Saved data entries:

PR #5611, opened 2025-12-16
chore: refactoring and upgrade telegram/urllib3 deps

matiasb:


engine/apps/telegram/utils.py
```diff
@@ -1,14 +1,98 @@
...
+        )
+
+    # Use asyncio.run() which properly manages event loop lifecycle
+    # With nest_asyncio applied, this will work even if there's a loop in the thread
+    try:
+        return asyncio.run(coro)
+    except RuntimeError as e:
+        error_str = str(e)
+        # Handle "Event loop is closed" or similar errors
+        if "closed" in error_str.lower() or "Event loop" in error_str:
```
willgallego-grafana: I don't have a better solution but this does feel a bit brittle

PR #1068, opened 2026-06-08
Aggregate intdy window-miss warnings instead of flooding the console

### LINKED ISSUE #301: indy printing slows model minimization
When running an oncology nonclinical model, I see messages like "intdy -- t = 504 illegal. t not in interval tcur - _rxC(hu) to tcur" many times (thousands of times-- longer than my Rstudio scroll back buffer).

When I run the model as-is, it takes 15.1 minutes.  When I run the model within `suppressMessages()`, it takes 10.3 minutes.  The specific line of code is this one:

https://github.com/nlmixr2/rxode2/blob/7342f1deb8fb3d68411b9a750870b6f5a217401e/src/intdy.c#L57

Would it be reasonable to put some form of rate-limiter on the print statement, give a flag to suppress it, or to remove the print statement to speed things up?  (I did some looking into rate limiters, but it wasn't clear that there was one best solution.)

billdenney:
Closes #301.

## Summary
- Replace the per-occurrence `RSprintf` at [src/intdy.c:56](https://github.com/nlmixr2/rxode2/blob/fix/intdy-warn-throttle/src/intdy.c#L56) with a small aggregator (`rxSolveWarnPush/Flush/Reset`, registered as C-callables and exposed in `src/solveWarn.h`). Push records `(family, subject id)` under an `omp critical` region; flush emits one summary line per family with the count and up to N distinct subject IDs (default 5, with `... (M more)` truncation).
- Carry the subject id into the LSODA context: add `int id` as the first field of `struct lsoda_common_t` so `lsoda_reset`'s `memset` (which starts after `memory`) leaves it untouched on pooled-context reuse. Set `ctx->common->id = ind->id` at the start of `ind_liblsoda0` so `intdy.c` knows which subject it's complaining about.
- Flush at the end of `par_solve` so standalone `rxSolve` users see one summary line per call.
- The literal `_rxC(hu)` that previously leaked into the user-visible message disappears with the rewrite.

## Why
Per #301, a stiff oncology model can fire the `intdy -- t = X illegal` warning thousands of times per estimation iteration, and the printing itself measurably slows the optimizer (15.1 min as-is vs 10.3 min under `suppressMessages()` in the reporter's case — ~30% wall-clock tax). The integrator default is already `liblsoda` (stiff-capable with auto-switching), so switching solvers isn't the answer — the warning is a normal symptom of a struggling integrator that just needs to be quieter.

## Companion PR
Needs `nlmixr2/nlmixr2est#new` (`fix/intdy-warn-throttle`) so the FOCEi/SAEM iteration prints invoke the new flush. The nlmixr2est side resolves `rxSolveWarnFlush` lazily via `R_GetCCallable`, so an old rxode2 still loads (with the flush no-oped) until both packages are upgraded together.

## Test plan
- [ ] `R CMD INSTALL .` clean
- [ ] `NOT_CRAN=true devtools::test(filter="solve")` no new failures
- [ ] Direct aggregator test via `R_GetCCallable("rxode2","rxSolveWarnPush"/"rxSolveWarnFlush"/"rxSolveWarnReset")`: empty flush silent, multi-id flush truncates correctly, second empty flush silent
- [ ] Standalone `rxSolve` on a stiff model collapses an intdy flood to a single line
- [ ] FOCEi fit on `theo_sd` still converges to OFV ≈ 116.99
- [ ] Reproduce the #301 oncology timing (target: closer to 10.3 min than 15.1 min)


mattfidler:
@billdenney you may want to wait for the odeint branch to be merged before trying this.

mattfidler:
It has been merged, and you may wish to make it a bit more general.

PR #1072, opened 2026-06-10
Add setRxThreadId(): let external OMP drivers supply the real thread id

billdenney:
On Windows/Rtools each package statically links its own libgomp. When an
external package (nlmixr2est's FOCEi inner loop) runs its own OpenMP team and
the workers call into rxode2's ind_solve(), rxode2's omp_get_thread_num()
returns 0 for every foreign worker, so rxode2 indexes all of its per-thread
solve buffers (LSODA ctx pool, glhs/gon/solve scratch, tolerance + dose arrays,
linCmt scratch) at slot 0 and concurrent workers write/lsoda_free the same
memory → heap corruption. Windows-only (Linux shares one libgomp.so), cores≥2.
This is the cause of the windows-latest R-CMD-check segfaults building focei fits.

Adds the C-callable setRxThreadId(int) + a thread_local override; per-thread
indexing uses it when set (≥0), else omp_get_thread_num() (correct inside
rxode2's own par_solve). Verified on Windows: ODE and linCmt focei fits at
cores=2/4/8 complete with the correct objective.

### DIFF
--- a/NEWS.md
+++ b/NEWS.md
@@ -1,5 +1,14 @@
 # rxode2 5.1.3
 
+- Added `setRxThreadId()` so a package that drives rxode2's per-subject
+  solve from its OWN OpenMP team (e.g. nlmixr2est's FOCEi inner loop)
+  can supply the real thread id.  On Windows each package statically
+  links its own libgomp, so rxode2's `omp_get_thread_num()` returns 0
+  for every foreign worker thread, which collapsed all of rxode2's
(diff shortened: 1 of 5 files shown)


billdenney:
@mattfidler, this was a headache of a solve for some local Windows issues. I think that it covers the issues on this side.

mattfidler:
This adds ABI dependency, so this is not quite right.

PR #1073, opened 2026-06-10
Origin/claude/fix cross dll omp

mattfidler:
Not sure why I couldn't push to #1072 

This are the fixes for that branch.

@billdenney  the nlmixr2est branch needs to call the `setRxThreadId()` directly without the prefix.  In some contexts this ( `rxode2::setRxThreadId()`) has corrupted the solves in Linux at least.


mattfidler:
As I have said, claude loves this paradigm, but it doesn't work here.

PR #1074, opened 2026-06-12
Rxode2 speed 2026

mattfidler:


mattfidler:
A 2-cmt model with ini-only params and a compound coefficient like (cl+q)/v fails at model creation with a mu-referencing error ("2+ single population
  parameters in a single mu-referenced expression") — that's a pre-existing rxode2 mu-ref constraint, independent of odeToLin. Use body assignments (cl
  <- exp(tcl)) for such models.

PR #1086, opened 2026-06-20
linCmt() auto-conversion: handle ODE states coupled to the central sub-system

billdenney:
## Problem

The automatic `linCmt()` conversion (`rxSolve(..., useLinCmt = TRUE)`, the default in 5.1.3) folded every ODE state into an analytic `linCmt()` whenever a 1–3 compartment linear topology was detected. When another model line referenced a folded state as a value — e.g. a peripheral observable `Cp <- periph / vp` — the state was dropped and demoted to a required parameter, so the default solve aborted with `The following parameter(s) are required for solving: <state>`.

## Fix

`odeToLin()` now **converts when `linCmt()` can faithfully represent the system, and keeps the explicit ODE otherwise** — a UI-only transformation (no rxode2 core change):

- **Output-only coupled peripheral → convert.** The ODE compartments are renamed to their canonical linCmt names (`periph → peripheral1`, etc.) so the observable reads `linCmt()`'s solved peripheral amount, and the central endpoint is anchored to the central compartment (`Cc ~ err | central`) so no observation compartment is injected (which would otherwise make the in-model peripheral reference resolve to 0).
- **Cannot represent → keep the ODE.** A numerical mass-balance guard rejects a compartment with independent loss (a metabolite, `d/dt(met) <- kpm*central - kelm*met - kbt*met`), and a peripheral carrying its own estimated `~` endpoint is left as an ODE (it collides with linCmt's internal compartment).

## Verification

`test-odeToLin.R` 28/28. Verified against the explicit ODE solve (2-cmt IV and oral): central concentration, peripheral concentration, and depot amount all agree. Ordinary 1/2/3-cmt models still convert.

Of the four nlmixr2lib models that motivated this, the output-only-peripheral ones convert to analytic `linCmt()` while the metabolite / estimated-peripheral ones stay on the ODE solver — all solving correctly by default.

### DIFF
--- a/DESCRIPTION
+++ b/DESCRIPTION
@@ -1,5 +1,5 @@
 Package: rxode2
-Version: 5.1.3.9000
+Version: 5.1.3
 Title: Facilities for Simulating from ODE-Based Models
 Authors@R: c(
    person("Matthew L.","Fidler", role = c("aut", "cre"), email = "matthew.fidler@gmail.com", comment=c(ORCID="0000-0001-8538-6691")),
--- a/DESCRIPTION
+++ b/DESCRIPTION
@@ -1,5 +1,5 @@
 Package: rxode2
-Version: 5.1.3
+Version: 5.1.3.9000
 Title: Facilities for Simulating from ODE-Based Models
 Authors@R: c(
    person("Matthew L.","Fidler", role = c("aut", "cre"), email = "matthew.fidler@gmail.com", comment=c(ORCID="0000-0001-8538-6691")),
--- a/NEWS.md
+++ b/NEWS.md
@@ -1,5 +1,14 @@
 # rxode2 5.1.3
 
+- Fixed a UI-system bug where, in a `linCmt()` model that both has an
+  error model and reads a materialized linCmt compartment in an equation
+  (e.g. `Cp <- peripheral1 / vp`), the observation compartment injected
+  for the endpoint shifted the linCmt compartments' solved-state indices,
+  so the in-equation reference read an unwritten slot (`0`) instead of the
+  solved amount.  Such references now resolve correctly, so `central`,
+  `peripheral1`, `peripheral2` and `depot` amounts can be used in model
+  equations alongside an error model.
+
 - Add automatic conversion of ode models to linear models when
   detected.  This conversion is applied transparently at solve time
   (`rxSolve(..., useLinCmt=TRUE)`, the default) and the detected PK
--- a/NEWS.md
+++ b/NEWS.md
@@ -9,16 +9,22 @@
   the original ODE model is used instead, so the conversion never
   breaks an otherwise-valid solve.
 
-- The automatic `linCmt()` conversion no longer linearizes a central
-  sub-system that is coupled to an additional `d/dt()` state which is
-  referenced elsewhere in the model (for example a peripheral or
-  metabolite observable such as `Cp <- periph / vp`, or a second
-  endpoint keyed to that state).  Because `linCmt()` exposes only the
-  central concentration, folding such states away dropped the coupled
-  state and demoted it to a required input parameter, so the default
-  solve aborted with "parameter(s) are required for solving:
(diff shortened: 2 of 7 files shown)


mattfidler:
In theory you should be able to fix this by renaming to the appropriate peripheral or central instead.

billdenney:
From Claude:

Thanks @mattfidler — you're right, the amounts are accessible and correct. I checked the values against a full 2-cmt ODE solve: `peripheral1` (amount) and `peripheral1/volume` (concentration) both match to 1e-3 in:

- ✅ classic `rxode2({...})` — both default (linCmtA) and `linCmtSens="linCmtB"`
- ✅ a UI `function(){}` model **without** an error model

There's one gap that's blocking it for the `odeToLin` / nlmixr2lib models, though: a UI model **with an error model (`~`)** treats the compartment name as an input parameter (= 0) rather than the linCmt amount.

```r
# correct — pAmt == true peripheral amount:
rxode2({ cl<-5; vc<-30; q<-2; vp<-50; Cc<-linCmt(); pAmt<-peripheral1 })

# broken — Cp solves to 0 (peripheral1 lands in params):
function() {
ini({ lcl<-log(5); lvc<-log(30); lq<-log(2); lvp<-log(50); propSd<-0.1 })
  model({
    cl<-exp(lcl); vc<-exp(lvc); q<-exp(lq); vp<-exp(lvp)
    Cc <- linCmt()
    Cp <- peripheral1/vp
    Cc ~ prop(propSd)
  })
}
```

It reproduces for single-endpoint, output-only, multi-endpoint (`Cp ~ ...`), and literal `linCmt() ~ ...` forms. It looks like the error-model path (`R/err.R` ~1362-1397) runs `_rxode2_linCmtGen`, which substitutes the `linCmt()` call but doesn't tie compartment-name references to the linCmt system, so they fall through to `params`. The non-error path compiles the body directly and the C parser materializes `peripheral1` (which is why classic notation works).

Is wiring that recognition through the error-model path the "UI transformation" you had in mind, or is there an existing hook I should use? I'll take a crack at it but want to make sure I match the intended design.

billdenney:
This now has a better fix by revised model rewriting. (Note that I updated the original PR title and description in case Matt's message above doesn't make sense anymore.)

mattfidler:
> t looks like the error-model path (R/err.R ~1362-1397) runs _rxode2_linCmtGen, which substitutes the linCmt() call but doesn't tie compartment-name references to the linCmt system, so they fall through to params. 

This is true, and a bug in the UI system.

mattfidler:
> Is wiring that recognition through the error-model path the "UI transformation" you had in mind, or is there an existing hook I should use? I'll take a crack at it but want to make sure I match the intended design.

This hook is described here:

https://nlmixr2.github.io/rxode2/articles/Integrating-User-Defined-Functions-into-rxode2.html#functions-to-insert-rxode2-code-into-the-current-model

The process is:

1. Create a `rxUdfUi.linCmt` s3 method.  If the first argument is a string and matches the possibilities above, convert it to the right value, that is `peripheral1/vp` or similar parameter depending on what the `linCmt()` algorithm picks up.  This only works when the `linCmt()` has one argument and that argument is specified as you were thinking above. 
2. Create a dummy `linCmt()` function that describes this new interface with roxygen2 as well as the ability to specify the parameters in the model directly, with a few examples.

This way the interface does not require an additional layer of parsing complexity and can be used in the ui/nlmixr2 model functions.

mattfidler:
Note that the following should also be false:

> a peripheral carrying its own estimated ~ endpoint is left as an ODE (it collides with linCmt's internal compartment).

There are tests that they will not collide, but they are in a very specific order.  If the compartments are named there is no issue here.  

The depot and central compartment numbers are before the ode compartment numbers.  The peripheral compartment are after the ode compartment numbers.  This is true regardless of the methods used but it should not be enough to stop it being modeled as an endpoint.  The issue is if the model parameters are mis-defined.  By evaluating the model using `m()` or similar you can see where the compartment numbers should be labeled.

Description of the task: Take each line above that holds the string "specific" and copy it.

Task solution:
When I run the model as-is, it takes 15.1 minutes.  When I run the model within `suppressMessages()`, it takes 10.3 minutes.  The specific line of code is this one:
There are tests that they will not collide, but they are in a very specific order.  If the compartments are named there is no issue here.  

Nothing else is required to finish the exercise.